### Data
........
PR #2610, opened 2026-08-17
fix(agent): AgentInstallModal installs the bound bundle's provider, not a drifted agent.provider

AgentY-asaf:
## Summary

Delivery-plan item 5 of #2594 (harness/model decoupling & ABF portability) — `AgentInstallModal.tsx`, "determines which CLI package literally gets installed." Same "gate vs. actual launch can disagree" risk class #2592/#2596/#2607/#2609 fixed.

`catalog`/`provider` (and everything derived from them — displayName, version, and critically `startInstall`'s `InstallStartCommand` payload: `providerId`/`cliCommand`/`npmPackage`/`pinnedVersion`) read `agent.provider` directly. If that column had drifted from the agent's bound bundle, this modal — the **one place that actually runs `npm install` for a provider's CLI** — would install the wrong provider's package while the agent's real (bundle) provider stayed uninstalled, even though AgentPicker's `checkInstalled` (already fixed in #2609) correctly identified the real provider needed installing in the first place.

## Fix

- Header display (icon/displayName/version) now resolves through a `createResource` over `resolveEffectiveLaunchProvider`, falling back to `agent.provider` while loading — same fallback contract the function itself documents.
- `startInstall` re-resolves directly (not via the resource) at click time, so a click racing the resource's own in-flight fetch still installs the correct provider rather than trusting a possibly-stale snapshot for the one call that actually matters.

## Test plan

- [x] Regression tests: a drifted-provider agent (`"claude"` column, `"codex"` bundle) must install `"codex"` (`InstallStartCommand` called with `codex`'s `providerId`/`cliCommand`/`npmPackage`/`pinnedVersion`) and show "Codex" in the header, not `"claude"`/"Claude Code".
- [x] An unbound agent (no `memory_id`) installs its own `agent.provider` directly with no bundle fetch at all — the no-drift baseline stays unchanged.
- [x] Verified the two drift-sensitive tests fail against the pre-fix code (temporarily reverted via `git stash`, kept the tests); the baseline test correctly passes both ways (proving it's a genuine no-regression check, not a tautology).
- [x] `npx vitest run app/view/agent/` — 1169/1169 pass, 94/94 files, no flakes this run.

### DIFF
--- a/.changesets/1786926699-fix-agent-agentinstallmodal-installs-the-bound-bundle-s-prov-k2ij.md
+++ b/.changesets/1786926699-fix-agent-agentinstallmodal-installs-the-bound-bundle-s-prov-k2ij.md
@@ -1,0 +1,5 @@
+---
+type: patch
+---
+
+fix(agent): AgentInstallModal installs the bound bundle's provider, not a drifted agent.provider
--- a/frontend/app/view/agent/components/AgentInstallModal.test.tsx
+++ b/frontend/app/view/agent/components/AgentInstallModal.test.tsx
@@ -1,0 +1,177 @@
+// Copyright 2026, AgentMux Corp.
+// SPDX-License-Identifier: Apache-2.0
+
+/**
+ * AgentInstallModal must install the agent's EFFECTIVE (bundle-resolved)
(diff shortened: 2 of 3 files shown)


a5af:
@codex review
........
### Assignment
Beginning at the first line of the records, give again each line exactly as written, ending with the line that contains "- [x] Regression".

### Exercise response
PR #2610, opened 2026-08-17
fix(agent): AgentInstallModal installs the bound bundle's provider, not a drifted agent.provider

AgentY-asaf:
## Summary

Delivery-plan item 5 of #2594 (harness/model decoupling & ABF portability) — `AgentInstallModal.tsx`, "determines which CLI package literally gets installed." Same "gate vs. actual launch can disagree" risk class #2592/#2596/#2607/#2609 fixed.

`catalog`/`provider` (and everything derived from them — displayName, version, and critically `startInstall`'s `InstallStartCommand` payload: `providerId`/`cliCommand`/`npmPackage`/`pinnedVersion`) read `agent.provider` directly. If that column had drifted from the agent's bound bundle, this modal — the **one place that actually runs `npm install` for a provider's CLI** — would install the wrong provider's package while the agent's real (bundle) provider stayed uninstalled, even though AgentPicker's `checkInstalled` (already fixed in #2609) correctly identified the real provider needed installing in the first place.

## Fix

- Header display (icon/displayName/version) now resolves through a `createResource` over `resolveEffectiveLaunchProvider`, falling back to `agent.provider` while loading — same fallback contract the function itself documents.
- `startInstall` re-resolves directly (not via the resource) at click time, so a click racing the resource's own in-flight fetch still installs the correct provider rather than trusting a possibly-stale snapshot for the one call that actually matters.

## Test plan

- [x] Regression tests: a drifted-provider agent (`"claude"` column, `"codex"` bundle) must install `"codex"` (`InstallStartCommand` called with `codex`'s `providerId`/`cliCommand`/`npmPackage`/`pinnedVersion`) and show "Codex" in the header, not `"claude"`/"Claude Code".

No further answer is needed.